The Interplay of Climate Change and Increasing Forest Fires in Europe

Ketan Dattani Thursday 31st August 2023 07:44 EDT
 

Millions of us travel to Europe every year. However, many European countries have been facing large-scale forest fires that affect not only the environment but also the safety of local residents and vacationers.

This year, the intensity and prevalence of forest fires in Europe increased, causing a negative impact on natural ecosystems, the climate, and, of course, the tourism industry.

Blistering temperatures, drought, and high winds have turned much of Europe into a tinderbox this summer, leading many of us to speculate that the climate and tourism have reached a turning point with many family holidays being cancelled.

Localised wildfires are a regular summer occurrence in mainland Europe, and indeed they have historically been an essential natural method of regeneration for forests and macchia alike. However the recent fires across the continent have something in common: they were more likely to happen, and to burn more destructively, because of human-caused climate change.

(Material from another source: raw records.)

PR #5752, opened 2024-11-01
Check for already ingested Great files by prefix

baarkerlounger:
### Description of change

Since EYB now also use the IngestedFiles model we need to filter by prefix otherwise we'll pull the wrong latest ingest data.

### Checklist

  <details>
  
  </details>

### General points

<details>

</details>

### DIFF
--- a/datahub/company_activity/tasks/ingest_great_data.py
+++ b/datahub/company_activity/tasks/ingest_great_data.py
@@ -3,18 +3,15 @@ import logging
 
 from datetime import datetime
 
-import environ
-
 from smart_open import open
 
 from datahub.company.models.company import Company
 from datahub.company.models.contact import Contact
 from datahub.company_activity.models import GreatExportEnquiry, IngestedFile
+from datahub.company_activity.tasks.constants import GREAT_PREFIX
 from datahub.metadata.models import BusinessType, Country, EmployeeRange, Sector
 
 logger = logging.getLogger(__name__)
-env = environ.Env()
-REGION = env('AWS_DEFAULT_REGION', default='eu-west-2')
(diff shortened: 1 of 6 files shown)


cgsunkel (approved):

datahub/company_activity/tasks/ingest_great_data.py
```diff
@@ -46,7 +43,9 @@ def ingest(self, bucket, file):
 
     def _get_last_ingestion_datetime(self):
         try:
-            return IngestedFile.objects.latest('created_on').created_on.timestamp()
+            return IngestedFile.objects.filter(
+                filepath__icontains=GREAT_PREFIX,
+            ).latest('created_on').created_on.timestamp()
         except IngestedFile.DoesNotExist:
             return None
```
DeanElliott96, line 50: Should the `IngestedFile` have a new `source` field now its being used by other feeds (EYB, and more in future)?

Might possibly be flaky later where we are filtering on a filename or bucket path where we could instead filter on its source.

If we are adding any admin views for this and want to split it out into separate sources or ever filter on different sources, it may be easier and more performant to filter on a `source` field rather than a icontains lookup.

I might be underestimating the work involved in changing this now though.

samuele-mattiuzzo (approved):

DeanElliott96 (commented):
Just a comment to see if we should add a new source field onto the `IngestedFile` and  use that.

datahub/company_activity/tasks/ingest_great_data.py
baarkerlounger: Happy to consider that tech debt and add it when we next add a source.

PR #5790, opened 2024-11-14
feature/use-opensearch-for-consent-job-searching-instead-of-DB

chopkinsmade:
### Description of change
Using the django DB for checking if a contact in the S3 file existed was running slowly on production (200-300 milliseconds per query), with a file that contains 1.3 million rows.

To reduce impact on the DB, instead use the opensearch server to query if a contact has an email matching the row in the S3 file. This approach for checking contacts is much faster (single digit milliseconds), and a query is only made to the DB once validation checks have been ran on the last ingested date.

This has been tested on a local environment with 350,000 contacts, and took 30-35 minutes

### Checklist

  <details>
  
  </details>

### General points

<details>

</details>

### DIFF
--- a/datahub/company/tasks/contact.py
+++ b/datahub/company/tasks/contact.py
@@ -23,7 +23,9 @@ from datahub.core.queues.errors import RetryError
 from datahub.core.queues.job_scheduler import job_scheduler
 from datahub.core.queues.scheduler import LONG_RUNNING_QUEUE
 from datahub.core.realtime_messaging import send_realtime_message
-
+from datahub.search.contact.models import Contact as SearchContact
+from datahub.search.execute_query import execute_search_query
+from datahub.search.query_builder import get_search_by_entities_query
 
 logger = logging.getLogger(__name__)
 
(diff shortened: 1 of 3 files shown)


datahub/company/tasks/contact.py
```diff
@@ -242,54 +279,51 @@ def sync_file_with_database(self, client, file_key):
...
-                        matching_contact.save()
 
-                        logger.info('Updated contact consent data for email %s', email)
-                    else:
+                    if not settings.ENABLE_CONTACT_CONSENT_INGEST:
                         logger.info(
                             'Email %s would have consent data updated, but setting is disabled',
                             email,
                         )
+                        continue
```
oliverjwroberts, line 308: Would it be more efficient to have this check before the for loop and exit before any processing has started if this setting is disabled? Or is it helpful to know individual emails that have qualified, but won't be ingested as a result?

datahub/company/test/tasks/test_contact_task.py
```diff
@@ -683,44 +722,218 @@ def test_sync_file_with_multiple_contacts_matching_email_does_update_contact(sel
...
+    ):
+        """
+        Test when a row has an email that matches a contact, but the contact has missing date,
+        returns True
+        """
+        task = ContactConsentIngestionTask()
+        contact = {
+            'id': uuid.uuid4(),
+            'email': 'a',
+            'consent_data_last_modified': '2023-07-20T12:00:00',
```
oliverjwroberts, line 859: Should the contact and row dates be swapped here. In this test, I think you wanted the contact to have the missing date?

datahub/company/test/tasks/test_contact_task.py
```diff
@@ -683,44 +722,218 @@ def test_sync_file_with_multiple_contacts_matching_email_does_update_contact(sel
...
+    ):
+        """
+        Test when a row has an email that matches a contact, but the file has missing date,
+        returns True
+        """
+        task = ContactConsentIngestionTask()
+        contact = {
+            'id': uuid.uuid4(),
+            'email': 'a',
+            'consent_data_last_modified': None,
```
oliverjwroberts, line 836: Should the contact and row dates be swapped here. In this test, I think you wanted the row to have the missing date?

oliverjwroberts (commented):
@chopkinsmade really nice approach using open-search instead of the ORM to lookup matching contacts; that time saving per query is huge. I know we've had some discussion already, but to reiterate, I think you've reasonably tested what you can (e.g. magnitude of data being processed) and covered most failure scenarios (e.g. contact data being out of sync and the opensearch index being wiped).

Just a couple of questions from me before I give it a green tick, but otherwise looks good. Nice work!

datahub/company/tasks/contact.py
chopkinsmade: Exactly the 2nd point, I wanted this to get as far as possible into the ingestion process without actually making a modification to the DB

datahub/company/test/tasks/test_contact_task.py
chopkinsmade: Good spot, I'll switch the test data in both of the tests to match the name of the test

datahub/company/tasks/contact.py
oliverjwroberts: I agree with trying to get as far as possible/filter out as many invalid updates before making a database hit. 

However, I was just thinking if this setting is disabled, you're going to end up with potentially hundreds of thousands of log messages saying essentially the same thing. Would it be preferable to have the check before the loop? The check itself doesn't use the database and irrespective of whether an email qualifies, nothing will be ingested if the setting is disabled.

PR #5791, opened 2024-11-14
Modify recorded ingestion datetime

oliverjwroberts:
### Description of change

During a recent incident where a stuck job blocked the long queue from processing any jobs for a few days, we found some EYB leads had not been ingested once the backlog cleared. The reason for this was the latest files contained "already ingested" records because their `modified` date was older than the last ingestion datetime, which was a couple of days later due to being stuck in the queue. 

This PR ensures the ingested datetime is set as the last modified datetime of the file being ingested (i.e. when it was created in the S3 bucket, not when it was actually ingested by the job). This will ensure delayed jobs will still ingest new records.

The `IngestedFile` model has also been added to the admin for increased visibility.

### Checklist

  <details>
  
  </details>

### General points

<details>

</details>


datahub/company_activity/models/ingested_file.py
```diff
@@ -21,4 +22,4 @@ class IngestedFile(models.Model):
             'The S3 object path including prefix of the ingested file'
         ),
     )
-    created_on = models.DateTimeField(auto_now_add=True)
+    created_on = models.DateTimeField(default=timezone.now)
```
baarkerlounger, line 25: I wonder if this should be an additional field rather. You might still want to know when the `IngestedFile` record was created.

baarkerlounger: It also means you don't need to change the Great task at all

oliverjwroberts: Yes, that's a good shout. Will add now!

oliverjwroberts: Wouldn't it be more consistent for the Great task to use the same metric? Or is it less applicable to the Great data?

baarkerlounger: Great(ExportEnquiries) don't actually compare datetimes at all anymore since we assume our data can't be modified once submitted, we only check if the records (foreign) id exists in our database already. If not we create that record, if yes we skip it.

datahub/company_activity/tests/factories.py
```diff
@@ -116,31 +116,11 @@ class CompanyActivityIngestedFileFactory(factory.django.DjangoModelFactory):
     """
 
     filepath = 'data-flow/exports/ExportGreatContactFormData/20240920T000000.jsonl.gz'
-    created_on = now()
+    file_created = now()
 
     class Meta:
         model = 'company_activity.IngestedFile'
 
-    @classmethod
```
baarkerlounger, line 124: Do we not still want this now that it's a valid field again?

datahub/company_activity/models/ingested_file.py
```diff
@@ -2,6 +2,7 @@
 
 from django.conf import settings
 from django.db import models
+from django.utils import timezone
```
baarkerlounger, line 5: I wonder whether this whole model should move somewhere more generic now it's used across apps

datahub/company_activity/tests/factories.py
oliverjwroberts: It is no longer needed now we have the `file_created` field, which is overridable. I can see it potentially still being useful when trying to manipulate an instances _created_ date, but currently, no tests do this. If it's needed in the future, I suppose it can be re-added?

datahub/company_activity/models/ingested_file.py
oliverjwroberts: It probably should. We have an imminent PR that will add a task to ingest the marketing component of the EYB lead data. Once this is in, I will start the refactor. That way I can ensure I'm still covering all bases.

baarkerlounger (approved):

marijnkampf (approved):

At the root of climate change is the phenomenon known as the greenhouse effect, the term scientists use to describe the way that atmospheric gases such as carbon dioxide, methane, and nitrous oxide “trap” heat that would otherwise radiate upward, from the planet’s surface, into outer space. On the one hand, we have the greenhouse effect to thank for the presence of life on Earth; without it, our planet would be cold and unlivable.

But beginning in the late-19th century, human activity began pushing the greenhouse effect to new levels. The result? A planet that’s warmer right now than at any other point in human history, and getting ever warmer. This global warming has, in turn, dramatically altered natural cycles and weather patterns, with impacts that include forest fires, protracted drought, increased flooding, more intense storms, and rising sea levels.

And it’s important to note that while climate change affects everyone in some way, it doesn’t do so equally: Minorities and those living in economically disadvantaged or politically marginalised communities bear a much larger burden, despite the fact that these communities play a much smaller role in warming the planet.

The decisions we make every day as individuals—which products we purchase, how much electricity we consume, how we get around, what we eat (and what we don’t— 8-10% of total man-made greenhouse gas are a direct result of food waste) add up to our single, unique carbon footprints.Combined you end up with humanity’s collective carbon footprint. The first step in reducing it is for us to acknowledge the uneven distribution of climate change’s causes and effects, and for those who bear the greatest responsibility for global greenhouse gas emissions to slash them without bringing further harm to those who are least responsible.

The big, climate-affecting decisions made by utilities, industries, and governments are shaped, in the end, by us: our needs, our demands, our priorities. Winning the fight against climate change will require us to rethink those needs, ramp up those demands, and reset those priorities.

With climate warming firmly on the public agenda and travel consistently under the microscope, sustainability-savvy travellers are demanding more from hotels and travel operators. The time to make concrete changes and measurable commitments has long passed: if you are not green, you are way behind the curve.

Eco-friendly travel doesn’t have to be expensive or difficult—it can simply be a matter of being mindful of your impact and making small changes to your travel habits.